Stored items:
——

PR #993, opened 2024-02-17
Explicit add deprecated shapes on migration guide

### LINKED ISSUE #989: Migration Guide 0.13 - `Capsule::depth` -> `Capsule3d::half_length`
- bevyengine/bevy/pull/10466 Added new shapes and included new `Capsule`
- bevyengine/bevy/pull/11585 Renamed `Capsule` to `Capsule3d`
- bevyengine/bevy/pull/11773 Deprecated all shapes in `bevy_render::mesh::shape`

So at the end, the old `Capsule` from `bevy_render::mesh::shape` is totally different from `Capsule3d`. I don't think the deprecation warning is enough. Maybe should we explicit add something like bellow?
- `bevy_render::mesh::Capsule` is deprecated use `bevy_math::primitives::dim3::Capsule3d` instead;
- `bevy_render::mesh::Cylinder` is deprecated use `bevy_math::primitives::dim3::Cylinder` instead;
- `bevy_render::mesh::Icosphere` is deprecated use `bevy_math::primitives::dim3::Sphere` instead;
..etc

afonsolage:
Closes #989 

The idea is to help users when they are just searching for their deprecated primitives, which will help to find the PR that introduced the change.

### DIFF
--- a/content/learn/migration-guides/0.12-to-0.13.md
+++ b/content/learn/migration-guides/0.12-to-0.13.md
@@ -1153,6 +1153,18 @@ If you were using the pipelined rendering channels, `MainToRenderAppSender` and 
 
 Bevy has previously used rendering-specific types like `UVSphere` and `Quad` for primitive mesh shapes. These have now been deprecated to use the geometric primitives newly introduced in version 0.13.
 
+- `bevy_render::mesh::Capsule` is deprecated use `bevy_math::primitives::dim3::Capsule3d` instead;
+- `bevy_render::mesh::Cylinder` is deprecated use `bevy_math::primitives::dim3::Cylinder` instead;
+- `bevy_render::mesh::Icosphere` is deprecated use `bevy_math::primitives::dim3::Sphere` instead;
+- `bevy_render::mesh::Cube` is deprecated use `bevy_math::primitives::dim3::Cuboid` instead;
+- `bevy_render::mesh::Box` is deprecated use `bevy_math::primitives::dim3::Cuboid` instead;
+- `bevy_render::mesh::Quad` is deprecated use `bevy_math::primitives::dim2::Rectangle` instead;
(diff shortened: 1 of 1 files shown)


alice-i-cecile (approved):

content/learn/migration-guides/0.12-to-0.13.md
```diff
@@ -1153,6 +1153,18 @@ If you were using the pipelined rendering channels, `MainToRenderAppSender` and
 
 Bevy has previously used rendering-specific types like `UVSphere` and `Quad` for primitive mesh shapes. These have now been deprecated to use the geometric primitives newly introduced in version 0.13.
 
+- `bevy_render::mesh::Capsule` is deprecated use `bevy_math::primitives::dim3::Capsule3d` instead;
```
TrialDragon, line 1156: Shouldn't this also mention `bevy_math::primitives::dim3:Capsule2d` since from my understanding `bevy_render::mesh::Capsule` was dimension-agnostic and could work for both 2d and 3d—even if primarily intended for 3d—, and was probably used by someone for 2d? Or is this unwanted since there is already a minor section mentioning that Capsule is now Capsule3d and any 2d uses should use Capsule 2d?

afonsolage: The deprecated [Capsule](https://github.com/bevyengine/bevy/blob/release-0.12.1/crates/bevy_render/src/mesh/shape/capsule.rs) was intended for 3d only, was we can see on [`Into<Mesh>` impl](https://github.com/bevyengine/bevy/blob/22e39c4abf6e2fdf99ba0820b3c35db73be71347/crates/bevy_render/src/mesh/shape/capsule.rs#L47)

TrialDragon (approved):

——

● **YOUR TASK**
Give every entry back unchanged. Leave none out.

● **ANSWER BOX**
PR #993, opened 2024-02-17
Explicit add deprecated shapes on migration guide

### LINKED ISSUE #989: Migration Guide 0.13 - `Capsule::depth` -> `Capsule3d::half_length`
- bevyengine/bevy/pull/10466 Added new shapes and included new `Capsule`
- bevyengine/bevy/pull/11585 Renamed `Capsule` to `Capsule3d`
- bevyengine/bevy/pull/11773 Deprecated all shapes in `bevy_render::mesh::shape`

So at the end, the old `Capsule` from `bevy_render::mesh::shape` is totally different from `Capsule3d`. I don't think the deprecation warning is enough. Maybe should we explicit add something like bellow?
- `bevy_render::mesh::Capsule` is deprecated use `bevy_math::primitives::dim3::Capsule3d` instead;
- `bevy_render::mesh::Cylinder` is deprecated use `bevy_math::primitives::dim3::Cylinder` instead;
- `bevy_render::mesh::Icosphere` is deprecated use `bevy_math::primitives::dim3::Sphere` instead;
..etc

afonsolage:
Closes #989 

The idea is to help users when they are just searching for their deprecated primitives, which will help to find the PR that introduced the change.

### DIFF
--- a/content/learn/migration-guides/0.12-to-0.13.md
+++ b/content/learn/migration-guides/0.12-to-0.13.md
@@ -1153,6 +1153,18 @@ If you were using the pipelined rendering channels, `MainToRenderAppSender` and 
 
 Bevy has previously used rendering-specific types like `UVSphere` and `Quad` for primitive mesh shapes. These have now been deprecated to use the geometric primitives newly introduced in version 0.13.
 
+- `bevy_render::mesh::Capsule` is deprecated use `bevy_math::primitives::dim3::Capsule3d` instead;
+- `bevy_render::mesh::Cylinder` is deprecated use `bevy_math::primitives::dim3::Cylinder` instead;
+- `bevy_render::mesh::Icosphere` is deprecated use `bevy_math::primitives::dim3::Sphere` instead;
+- `bevy_render::mesh::Cube` is deprecated use `bevy_math::primitives::dim3::Cuboid` instead;
+- `bevy_render::mesh::Box` is deprecated use `bevy_math::primitives::dim3::Cuboid` instead;
+- `bevy_render::mesh::Quad` is deprecated use `bevy_math::primitives::dim2::Rectangle` instead;
(diff shortened: 1 of 1 files shown)


alice-i-cecile (approved):

content/learn/migration-guides/0.12-to-0.13.md
```diff
@@ -1153,6 +1153,18 @@ If you were using the pipelined rendering channels, `MainToRenderAppSender` and
 
 Bevy has previously used rendering-specific types like `UVSphere` and `Quad` for primitive mesh shapes. These have now been deprecated to use the geometric primitives newly introduced in version 0.13.
 
+- `bevy_render::mesh::Capsule` is deprecated use `bevy_math::primitives::dim3::Capsule3d` instead;
```
TrialDragon, line 1156: Shouldn't this also mention `bevy_math::primitives::dim3:Capsule2d` since from my understanding `bevy_render::mesh::Capsule` was dimension-agnostic and could work for both 2d and 3d—even if primarily intended for 3d—, and was probably used by someone for 2d? Or is this unwanted since there is already a minor section mentioning that Capsule is now Capsule3d and any 2d uses should use Capsule 2d?

afonsolage: The deprecated [Capsule](https://github.com/bevyengine/bevy/blob/release-0.12.1/crates/bevy_render/src/mesh/shape/capsule.rs) was intended for 3d only, was we can see on [`Into<Mesh>` impl](https://github.com/bevyengine/bevy/blob/22e39c4abf6e2fdf99ba0820b3c35db73be71347/crates/bevy_render/src/mesh/shape/capsule.rs#L47)

TrialDragon (approved):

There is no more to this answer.